- _AVAILABLE DATA_

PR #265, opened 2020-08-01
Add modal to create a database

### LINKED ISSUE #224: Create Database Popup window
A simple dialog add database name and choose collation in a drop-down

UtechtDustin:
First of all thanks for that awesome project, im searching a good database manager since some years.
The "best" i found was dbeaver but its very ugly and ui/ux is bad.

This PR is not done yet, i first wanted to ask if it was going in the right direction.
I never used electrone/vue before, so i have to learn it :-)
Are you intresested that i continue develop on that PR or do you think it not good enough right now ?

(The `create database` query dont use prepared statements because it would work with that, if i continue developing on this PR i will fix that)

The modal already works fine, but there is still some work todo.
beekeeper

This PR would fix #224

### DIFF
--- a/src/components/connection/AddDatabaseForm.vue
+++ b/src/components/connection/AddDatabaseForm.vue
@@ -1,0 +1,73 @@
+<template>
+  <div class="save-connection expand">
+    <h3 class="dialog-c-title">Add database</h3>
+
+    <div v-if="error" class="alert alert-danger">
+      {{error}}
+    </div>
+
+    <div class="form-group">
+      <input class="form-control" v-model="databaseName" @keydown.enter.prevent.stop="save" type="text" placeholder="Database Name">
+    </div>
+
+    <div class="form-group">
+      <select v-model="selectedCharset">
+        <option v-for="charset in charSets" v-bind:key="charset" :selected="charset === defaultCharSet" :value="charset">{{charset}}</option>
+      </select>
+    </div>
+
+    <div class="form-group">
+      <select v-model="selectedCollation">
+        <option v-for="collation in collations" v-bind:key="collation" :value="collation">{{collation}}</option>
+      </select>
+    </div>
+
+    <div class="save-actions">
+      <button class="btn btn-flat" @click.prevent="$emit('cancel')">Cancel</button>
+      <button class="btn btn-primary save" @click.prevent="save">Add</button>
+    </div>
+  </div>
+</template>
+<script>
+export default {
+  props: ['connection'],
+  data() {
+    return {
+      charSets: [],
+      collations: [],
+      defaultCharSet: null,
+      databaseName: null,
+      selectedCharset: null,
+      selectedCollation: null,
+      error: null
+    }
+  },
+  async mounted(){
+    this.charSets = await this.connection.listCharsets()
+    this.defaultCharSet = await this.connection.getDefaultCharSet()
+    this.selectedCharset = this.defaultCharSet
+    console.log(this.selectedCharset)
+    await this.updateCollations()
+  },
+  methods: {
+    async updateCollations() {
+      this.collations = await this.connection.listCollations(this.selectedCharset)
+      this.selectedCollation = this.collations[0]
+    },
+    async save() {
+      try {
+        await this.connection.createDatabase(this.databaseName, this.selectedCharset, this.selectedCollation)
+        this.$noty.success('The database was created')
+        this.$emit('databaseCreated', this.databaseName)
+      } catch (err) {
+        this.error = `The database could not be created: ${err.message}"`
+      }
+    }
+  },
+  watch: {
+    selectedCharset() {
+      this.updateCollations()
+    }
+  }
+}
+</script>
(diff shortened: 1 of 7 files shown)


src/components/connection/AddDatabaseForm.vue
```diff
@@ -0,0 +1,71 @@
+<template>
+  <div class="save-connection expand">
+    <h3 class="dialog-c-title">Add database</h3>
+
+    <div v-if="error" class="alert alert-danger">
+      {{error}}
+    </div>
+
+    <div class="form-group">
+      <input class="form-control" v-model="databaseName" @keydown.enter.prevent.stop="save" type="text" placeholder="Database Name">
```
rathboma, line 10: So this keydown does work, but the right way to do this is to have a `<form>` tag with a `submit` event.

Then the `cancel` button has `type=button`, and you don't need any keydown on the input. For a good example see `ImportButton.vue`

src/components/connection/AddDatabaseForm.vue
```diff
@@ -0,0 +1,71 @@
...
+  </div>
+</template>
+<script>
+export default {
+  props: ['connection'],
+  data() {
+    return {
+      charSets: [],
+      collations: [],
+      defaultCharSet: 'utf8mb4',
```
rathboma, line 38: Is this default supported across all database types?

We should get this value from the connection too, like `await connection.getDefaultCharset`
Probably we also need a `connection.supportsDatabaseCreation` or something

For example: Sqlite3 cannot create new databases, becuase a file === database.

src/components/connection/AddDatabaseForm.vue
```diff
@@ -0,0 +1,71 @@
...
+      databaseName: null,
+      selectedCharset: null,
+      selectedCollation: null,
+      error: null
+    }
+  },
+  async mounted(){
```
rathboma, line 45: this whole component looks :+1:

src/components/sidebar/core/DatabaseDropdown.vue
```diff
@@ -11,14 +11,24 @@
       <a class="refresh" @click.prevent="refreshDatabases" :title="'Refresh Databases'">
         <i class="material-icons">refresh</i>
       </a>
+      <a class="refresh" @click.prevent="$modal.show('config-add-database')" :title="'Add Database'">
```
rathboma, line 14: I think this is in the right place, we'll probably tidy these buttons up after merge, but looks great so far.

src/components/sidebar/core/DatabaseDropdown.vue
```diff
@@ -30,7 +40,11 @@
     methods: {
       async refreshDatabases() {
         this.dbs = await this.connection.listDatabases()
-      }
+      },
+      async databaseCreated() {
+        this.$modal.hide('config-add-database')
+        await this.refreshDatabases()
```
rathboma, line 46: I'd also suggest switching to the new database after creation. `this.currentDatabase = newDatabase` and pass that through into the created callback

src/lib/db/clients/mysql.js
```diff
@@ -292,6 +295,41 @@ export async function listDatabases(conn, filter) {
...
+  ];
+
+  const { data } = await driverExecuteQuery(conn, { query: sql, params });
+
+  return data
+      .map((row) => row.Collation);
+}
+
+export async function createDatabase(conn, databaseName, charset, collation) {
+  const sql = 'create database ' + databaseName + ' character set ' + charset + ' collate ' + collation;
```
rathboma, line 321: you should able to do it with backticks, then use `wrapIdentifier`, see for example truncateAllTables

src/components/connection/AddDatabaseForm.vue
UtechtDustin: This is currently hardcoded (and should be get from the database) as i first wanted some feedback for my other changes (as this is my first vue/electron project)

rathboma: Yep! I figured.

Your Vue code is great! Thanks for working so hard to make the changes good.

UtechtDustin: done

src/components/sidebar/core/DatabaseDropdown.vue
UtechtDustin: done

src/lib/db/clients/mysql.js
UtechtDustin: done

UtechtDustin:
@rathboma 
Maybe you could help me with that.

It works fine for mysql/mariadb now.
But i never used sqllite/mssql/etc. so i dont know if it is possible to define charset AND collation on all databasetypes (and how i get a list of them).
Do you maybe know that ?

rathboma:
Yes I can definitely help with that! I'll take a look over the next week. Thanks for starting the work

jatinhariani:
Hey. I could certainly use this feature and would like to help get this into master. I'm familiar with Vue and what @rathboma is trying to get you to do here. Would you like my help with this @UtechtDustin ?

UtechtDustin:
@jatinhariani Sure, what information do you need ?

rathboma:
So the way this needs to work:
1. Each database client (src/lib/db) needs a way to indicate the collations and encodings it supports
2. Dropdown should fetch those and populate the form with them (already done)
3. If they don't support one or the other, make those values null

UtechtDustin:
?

- _ACTIVITY_
Read the records above. Show each line that has the string "export".

- _RESPONSE TO THE EXERCISE_
+export default {
+export default {
@@ -292,6 +295,41 @@ export async function listDatabases(conn, filter) {
+export async function createDatabase(conn, databaseName, charset, collation) {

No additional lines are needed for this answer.